▶ [Instructions to follow] Output the entries below without any alteration.

▶ [Data to use]
PR #1635, opened 2021-10-06
improve Patroni config sync

FxKu:
the current way of syncing and comparing Patroni config has a few issues:

1. returned Patroni config can be [empty but not nil](https://github.com/zalando/postgres-operator/blob/d3183604a78120126345fcafa9621a2b8b0f24ff/pkg/cluster/sync.go#L502), e.g. during restore which can crash the operator
2. by default `synchronous_mode` and `synchronous_mode_strict` are not set in Spilo and create a [diff](https://github.com/zalando/postgres-operator/blob/d3183604a78120126345fcafa9621a2b8b0f24ff/pkg/cluster/sync.go#L537) with desired state even when not set, because the default is `false`
3. [slot comparison](https://github.com/zalando/postgres-operator/blob/d3183604a78120126345fcafa9621a2b8b0f24ff/pkg/cluster/sync.go#L534) does not work even when they are semantically the same because go types are different (`map[string]map[string]string` vs. `map[string]interface{}`). Moreover, the slot settings should not be compared as a whole. It should only be checked if specified slots exist and if they differ.


FxKu:
:+1:

PR #1643, opened 2021-10-12
fix TestNodeAffinity in e2e tests

FxKu:
updating the NodeAffinity in the PostgresSpec again should retrigger another rolling update leading to two pods on two different workers - so pod distribution might be skipped


Jan-M:
:+1:

PR #1656, opened 2021-10-22
Add POD_NAME environment variable for the Spilo Pod

bleleve:
Hello everyone,

As part of our cluster deployment we need the POD_NAME environment variable which is initialized on the sidecar but not on the Spilo pod. This envvar may be useful to others.

Best regards.


bleleve:
Closed due to renaming of the source branch.

PR #1666, opened 2021-11-02
Add POD_NAME environment variable for the Spilo Pod

bleleve:
Hello everyone,

As part of our cluster deployment we need the POD_NAME environment variable which is initialized on the sidecar but not on the Spilo pod. This envvar may be useful to others.

Best regards.


FxKu:
Have nothing against the change so thanks @bleleve for contributing. But it would trigger a rolling update of all your clusters. This is similar to e.g. the change proposed in #1577. I think, I would incl. both in the next 1.8.0 release with a proper statement in the release notes.

PR #1667, opened 2021-11-02
Allow distinction between local and bootstrap PostgreSQL parameters

bleleve:
Hello everyone,

Currently the management of PostgreSQL parameters is quite rigid. The distinction between "bootstrap" and "local" parameters is hard coded https://github.com/zalando/postgres-operator/blob/master/pkg/cluster/k8sres.go#L413. This PR allow to define the type of parameter in the PostgreSQL manifest.

```yaml
kind: postgresql
metadata:
  name: acid-test-cluster
spec:
  ...
  postgresql:
  version: "14"
  parameters:  # Expert section
    shared_buffers:
      type: local
      value: "32MB"
    max_connections:
      type: bootstrap
      value: "10"
    log_statement:
      type: bootstrap
      value: "all"
  ...
```

Best regards.


FxKu:
Hi @bleleve and thanks for yet another contribution.

I would vote against this change. Being rigid is actually one of our operator principles. We do not aim to provide endless configuration options because in the end users tend to rather shoot themselves in the foot with it. We have seen this at Zalando and sometimes doubt that it was a good idea to make Postgres configuration parameters configurable from the manifest.

Another point is that the current structure resembles the Postgres configuration within the Pod returned by Patroni's API (e.g. when you call `patronictl show-config`). This makes it easy to compare what's specified under `postgresql.parameters` - also code wise. Your change would require rewriting several code passages, plus we have to guarantee backwards compatibility. Ultimately, I don't really see what we gain from this change. Makes lives for users and developers unnecessarily more complex.

bleleve:
Hi @FxKu and thanks.

Although I understand the desire to simplify the task on the user side, it is really too limiting. The way the function isBootstrapOnlyParameter() is coded implies that all parameters other than those set in the list are global and synchronized across the cluster via the Patroni DCS.

On our side we use custom parameters to pass variables to postgres, some of them are indeed global but others are linked to the Spilo pod (for example POD_NAME, see my other PR).

Moreover, the `postgres.parameters` section in the complete manifest is indicated as being reserved for experts.

Having an operator too restrictive and standard makes it lose interest compared to a managed db.

My 2 coppers ;)

CyberDem0n:
The concept of global dynamic and local configurations exists in Patroni because it could run anywhere and nodes could vary by their specs and usage patterns.
In this regard on K8s all pods are supposed to have the same configuration, hence most of the parameters should be in the dynamic configuration, because it allows changing them with minimal efforts (whatever parameter ends up in patroni.yaml requires a rolling restart of all pods!).

bleleve:
> 
> 
>[...] on K8s all pods are supposed to have the same configuration [...]

This is true, but there are special cases such as for example the insertion in the id of the pod index in which the data was generated (useful in the case of sharding).

If I understood correctly the distribution between the different projects, the parameters are defined by Spilo in an optimal way. This PR affects a section already reserved for "expert" use. It seems relevant to me, but I understand the need not to address out of the scope cases. 

Best regards.

CyberDem0n:
> (useful in the case of sharding)

Sharding is just a set of _independent_ clusters, that have own configurations

bleleve:
> Sharding is just a set of _independent_ clusters, that have own configurations

It's an architectural choice

CyberDem0n:
From the perspective K8s and postgres-operator all pods that belong to the same cluster (StatefulSet) are equal.
This is also an architectural choice that should be respected.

▶ [Your solution]
PR #1635, opened 2021-10-06
improve Patroni config sync

FxKu:
the current way of syncing and comparing Patroni config has a few issues:

1. returned Patroni config can be [empty but not nil](https://github.com/zalando/postgres-operator/blob/d3183604a78120126345fcafa9621a2b8b0f24ff/pkg/cluster/sync.go#L502), e.g. during restore which can crash the operator
2. by default `synchronous_mode` and `synchronous_mode_strict` are not set in Spilo and create a [diff](https://github.com/zalando/postgres-operator/blob/d3183604a78120126345fcafa9621a2b8b0f24ff/pkg/cluster/sync.go#L537) with desired state even when not set, because the default is `false`
3. [slot comparison](https://github.com/zalando/postgres-operator/blob/d3183604a78120126345fcafa9621a2b8b0f24ff/pkg/cluster/sync.go#L534) does not work even when they are semantically the same because go types are different (`map[string]map[string]string` vs. `map[string]interface{}`). Moreover, the slot settings should not be compared as a whole. It should only be checked if specified slots exist and if they differ.


FxKu:
:+1:

PR #1643, opened 2021-10-12
fix TestNodeAffinity in e2e tests

FxKu:
updating the NodeAffinity in the PostgresSpec again should retrigger another rolling update leading to two pods on two different workers - so pod distribution might be skipped


Jan-M:
:+1:

PR #1656, opened 2021-10-22
Add POD_NAME environment variable for the Spilo Pod

bleleve:
Hello everyone,

As part of our cluster deployment we need the POD_NAME environment variable which is initialized on the sidecar but not on the Spilo pod. This envvar may be useful to others.

Best regards.


bleleve:
Closed due to renaming of the source branch.

PR #1666, opened 2021-11-02
Add POD_NAME environment variable for the Spilo Pod

bleleve:
Hello everyone,

As part of our cluster deployment we need the POD_NAME environment variable which is initialized on the sidecar but not on the Spilo pod. This envvar may be useful to others.

Best regards.


FxKu:
Have nothing against the change so thanks @bleleve for contributing. But it would trigger a rolling update of all your clusters. This is similar to e.g. the change proposed in #1577. I think, I would incl. both in the next 1.8.0 release with a proper statement in the release notes.

PR #1667, opened 2021-11-02
Allow distinction between local and bootstrap PostgreSQL parameters

bleleve:
Hello everyone,

Currently the management of PostgreSQL parameters is quite rigid. The distinction between "bootstrap" and "local" parameters is hard coded https://github.com/zalando/postgres-operator/blob/master/pkg/cluster/k8sres.go#L413. This PR allow to define the type of parameter in the PostgreSQL manifest.

```yaml
kind: postgresql
metadata:
  name: acid-test-cluster
spec:
  ...
  postgresql:
  version: "14"
  parameters:  # Expert section
    shared_buffers:
      type: local
      value: "32MB"
    max_connections:
      type: bootstrap
      value: "10"
    log_statement:
      type: bootstrap
      value: "all"
  ...
```

Best regards.


FxKu:
Hi @bleleve and thanks for yet another contribution.

I would vote against this change. Being rigid is actually one of our operator principles. We do not aim to provide endless configuration options because in the end users tend to rather shoot themselves in the foot with it. We have seen this at Zalando and sometimes doubt that it was a good idea to make Postgres configuration parameters configurable from the manifest.

Another point is that the current structure resembles the Postgres configuration within the Pod returned by Patroni's API (e.g. when you call `patronictl show-config`). This makes it easy to compare what's specified under `postgresql.parameters` - also code wise. Your change would require rewriting several code passages, plus we have to guarantee backwards compatibility. Ultimately, I don't really see what we gain from this change. Makes lives for users and developers unnecessarily more complex.

bleleve:
Hi @FxKu and thanks.

Although I understand the desire to simplify the task on the user side, it is really too limiting. The way the function isBootstrapOnlyParameter() is coded implies that all parameters other than those set in the list are global and synchronized across the cluster via the Patroni DCS.

On our side we use custom parameters to pass variables to postgres, some of them are indeed global but others are linked to the Spilo pod (for example POD_NAME, see my other PR).

Moreover, the `postgres.parameters` section in the complete manifest is indicated as being reserved for experts.

Having an operator too restrictive and standard makes it lose interest compared to a managed db.

My 2 coppers ;)

CyberDem0n:
The concept of global dynamic and local configurations exists in Patroni because it could run anywhere and nodes could vary by their specs and usage patterns.
In this regard on K8s all pods are supposed to have the same configuration, hence most of the parameters should be in the dynamic configuration, because it allows changing them with minimal efforts (whatever parameter ends up in patroni.yaml requires a rolling restart of all pods!).

bleleve:
> 
> 
>[...] on K8s all pods are supposed to have the same configuration [...]

This is true, but there are special cases such as for example the insertion in the id of the pod index in which the data was generated (useful in the case of sharding).

If I understood correctly the distribution between the different projects, the parameters are defined by Spilo in an optimal way. This PR affects a section already reserved for "expert" use. It seems relevant to me, but I understand the need not to address out of the scope cases. 

Best regards.

CyberDem0n:
> (useful in the case of sharding)

Sharding is just a set of _independent_ clusters, that have own configurations

bleleve:
> Sharding is just a set of _independent_ clusters, that have own configurations

It's an architectural choice

CyberDem0n:
From the perspective K8s and postgres-operator all pods that belong to the same cluster (StatefulSet) are equal.
This is also an architectural choice that should be respected.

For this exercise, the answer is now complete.